Task material START

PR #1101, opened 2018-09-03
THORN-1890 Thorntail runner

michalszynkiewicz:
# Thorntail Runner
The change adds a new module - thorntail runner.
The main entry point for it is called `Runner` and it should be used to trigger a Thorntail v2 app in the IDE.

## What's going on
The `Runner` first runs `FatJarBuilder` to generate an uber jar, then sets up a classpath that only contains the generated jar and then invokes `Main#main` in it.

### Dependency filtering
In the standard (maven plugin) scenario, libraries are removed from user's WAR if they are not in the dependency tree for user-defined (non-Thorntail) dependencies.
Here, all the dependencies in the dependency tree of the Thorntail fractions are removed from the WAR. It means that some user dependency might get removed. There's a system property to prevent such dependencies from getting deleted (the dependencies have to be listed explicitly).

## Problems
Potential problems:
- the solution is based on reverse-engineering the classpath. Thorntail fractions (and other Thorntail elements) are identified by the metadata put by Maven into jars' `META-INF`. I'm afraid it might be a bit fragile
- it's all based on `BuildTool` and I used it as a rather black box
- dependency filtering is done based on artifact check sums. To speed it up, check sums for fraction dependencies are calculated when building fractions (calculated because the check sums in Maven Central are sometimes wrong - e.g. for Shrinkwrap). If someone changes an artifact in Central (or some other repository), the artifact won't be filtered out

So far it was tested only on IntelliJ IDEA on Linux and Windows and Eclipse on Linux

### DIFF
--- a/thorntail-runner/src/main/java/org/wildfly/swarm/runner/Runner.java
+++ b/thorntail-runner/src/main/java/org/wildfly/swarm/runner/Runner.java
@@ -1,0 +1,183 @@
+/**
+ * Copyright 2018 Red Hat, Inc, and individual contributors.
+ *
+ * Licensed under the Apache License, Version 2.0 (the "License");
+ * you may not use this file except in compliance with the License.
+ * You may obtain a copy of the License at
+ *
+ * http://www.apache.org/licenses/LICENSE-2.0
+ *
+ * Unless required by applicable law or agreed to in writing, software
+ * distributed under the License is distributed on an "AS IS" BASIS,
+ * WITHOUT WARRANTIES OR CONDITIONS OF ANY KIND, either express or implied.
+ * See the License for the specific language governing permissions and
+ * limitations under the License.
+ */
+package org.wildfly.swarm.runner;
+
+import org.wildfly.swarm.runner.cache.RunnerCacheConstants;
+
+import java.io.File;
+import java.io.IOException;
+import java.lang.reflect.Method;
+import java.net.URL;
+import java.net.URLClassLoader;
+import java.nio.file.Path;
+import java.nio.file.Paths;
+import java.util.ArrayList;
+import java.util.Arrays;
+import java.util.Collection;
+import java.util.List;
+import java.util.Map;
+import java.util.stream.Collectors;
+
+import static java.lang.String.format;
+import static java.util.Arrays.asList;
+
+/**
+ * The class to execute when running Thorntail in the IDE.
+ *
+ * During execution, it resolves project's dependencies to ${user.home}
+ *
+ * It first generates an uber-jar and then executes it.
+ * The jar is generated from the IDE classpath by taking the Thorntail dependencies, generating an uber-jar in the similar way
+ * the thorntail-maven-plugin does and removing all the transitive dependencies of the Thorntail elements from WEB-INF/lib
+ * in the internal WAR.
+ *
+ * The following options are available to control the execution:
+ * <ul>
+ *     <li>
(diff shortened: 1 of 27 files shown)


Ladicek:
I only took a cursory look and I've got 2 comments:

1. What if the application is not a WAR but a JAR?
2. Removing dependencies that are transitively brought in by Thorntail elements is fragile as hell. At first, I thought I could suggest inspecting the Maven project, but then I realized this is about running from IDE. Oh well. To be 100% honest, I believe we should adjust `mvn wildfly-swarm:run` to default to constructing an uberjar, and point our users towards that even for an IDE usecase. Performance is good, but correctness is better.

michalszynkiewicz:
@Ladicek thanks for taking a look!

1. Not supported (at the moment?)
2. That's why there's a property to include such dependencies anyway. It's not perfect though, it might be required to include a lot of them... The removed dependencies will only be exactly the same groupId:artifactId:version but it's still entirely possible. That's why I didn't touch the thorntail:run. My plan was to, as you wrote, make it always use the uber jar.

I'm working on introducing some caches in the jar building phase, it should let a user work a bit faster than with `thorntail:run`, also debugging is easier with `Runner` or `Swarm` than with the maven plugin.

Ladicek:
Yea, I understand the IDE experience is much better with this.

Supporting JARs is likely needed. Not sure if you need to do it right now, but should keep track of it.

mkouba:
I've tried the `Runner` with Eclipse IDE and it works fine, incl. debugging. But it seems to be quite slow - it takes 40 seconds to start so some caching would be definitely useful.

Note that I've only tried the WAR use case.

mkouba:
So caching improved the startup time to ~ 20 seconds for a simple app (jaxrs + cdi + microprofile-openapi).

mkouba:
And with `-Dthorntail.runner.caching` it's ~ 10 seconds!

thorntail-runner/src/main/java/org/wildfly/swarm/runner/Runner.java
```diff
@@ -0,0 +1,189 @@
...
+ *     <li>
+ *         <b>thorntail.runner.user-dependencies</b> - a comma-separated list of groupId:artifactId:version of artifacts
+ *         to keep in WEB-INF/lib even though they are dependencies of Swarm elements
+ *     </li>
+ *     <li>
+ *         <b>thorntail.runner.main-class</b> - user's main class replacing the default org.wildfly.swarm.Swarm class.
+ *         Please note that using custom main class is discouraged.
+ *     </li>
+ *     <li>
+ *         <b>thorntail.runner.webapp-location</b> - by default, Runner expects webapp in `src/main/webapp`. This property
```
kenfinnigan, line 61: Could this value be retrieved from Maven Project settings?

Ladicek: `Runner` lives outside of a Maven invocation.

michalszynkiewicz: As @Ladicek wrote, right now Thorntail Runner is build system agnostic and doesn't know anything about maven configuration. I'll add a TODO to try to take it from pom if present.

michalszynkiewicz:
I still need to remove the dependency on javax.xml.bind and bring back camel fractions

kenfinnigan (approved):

Task material END
Task material START

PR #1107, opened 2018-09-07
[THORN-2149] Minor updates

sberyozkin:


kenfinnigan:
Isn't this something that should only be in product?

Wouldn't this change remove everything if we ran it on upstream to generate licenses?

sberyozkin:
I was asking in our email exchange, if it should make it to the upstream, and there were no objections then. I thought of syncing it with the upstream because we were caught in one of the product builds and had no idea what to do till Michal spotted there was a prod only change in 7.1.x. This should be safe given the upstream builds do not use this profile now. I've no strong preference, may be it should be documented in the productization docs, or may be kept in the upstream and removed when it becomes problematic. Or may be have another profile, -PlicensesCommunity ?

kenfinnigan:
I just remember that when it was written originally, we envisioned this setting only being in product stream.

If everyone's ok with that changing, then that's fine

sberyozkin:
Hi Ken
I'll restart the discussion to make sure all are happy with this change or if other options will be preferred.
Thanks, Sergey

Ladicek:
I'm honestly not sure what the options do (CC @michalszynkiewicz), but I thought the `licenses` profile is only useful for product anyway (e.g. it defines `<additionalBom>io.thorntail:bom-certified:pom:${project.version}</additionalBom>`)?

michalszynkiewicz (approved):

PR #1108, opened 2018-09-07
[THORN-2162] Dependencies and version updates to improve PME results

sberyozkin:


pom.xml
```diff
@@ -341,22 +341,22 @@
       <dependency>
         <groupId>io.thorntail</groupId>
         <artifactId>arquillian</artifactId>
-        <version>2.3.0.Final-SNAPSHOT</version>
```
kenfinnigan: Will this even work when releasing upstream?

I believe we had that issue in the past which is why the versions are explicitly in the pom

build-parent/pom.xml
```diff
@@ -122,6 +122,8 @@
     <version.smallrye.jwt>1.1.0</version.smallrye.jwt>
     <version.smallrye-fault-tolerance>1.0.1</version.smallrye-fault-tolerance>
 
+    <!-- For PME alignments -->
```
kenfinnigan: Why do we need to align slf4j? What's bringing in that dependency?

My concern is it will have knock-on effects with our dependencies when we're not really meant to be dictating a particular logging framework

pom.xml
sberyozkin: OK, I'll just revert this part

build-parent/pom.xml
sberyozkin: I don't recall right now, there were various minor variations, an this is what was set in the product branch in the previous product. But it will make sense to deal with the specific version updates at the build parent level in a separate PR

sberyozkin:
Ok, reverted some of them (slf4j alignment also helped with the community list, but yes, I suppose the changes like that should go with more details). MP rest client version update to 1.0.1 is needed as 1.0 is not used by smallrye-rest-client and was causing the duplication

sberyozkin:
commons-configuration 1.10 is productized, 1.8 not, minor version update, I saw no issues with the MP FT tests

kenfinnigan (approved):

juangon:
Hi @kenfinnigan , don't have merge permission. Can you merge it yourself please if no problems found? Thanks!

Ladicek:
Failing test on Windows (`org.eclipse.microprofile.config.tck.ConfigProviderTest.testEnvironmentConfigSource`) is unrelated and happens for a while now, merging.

Task material END

• Directions for this task:
Copy every line above that holds the word "configuration".

• Your solution:
michalszynkiewicz: As @Ladicek wrote, right now Thorntail Runner is build system agnostic and doesn't know anything about maven configuration. I'll add a TODO to try to take it from pom if present.
commons-configuration 1.10 is productized, 1.8 not, minor version update, I saw no issues with the MP FT tests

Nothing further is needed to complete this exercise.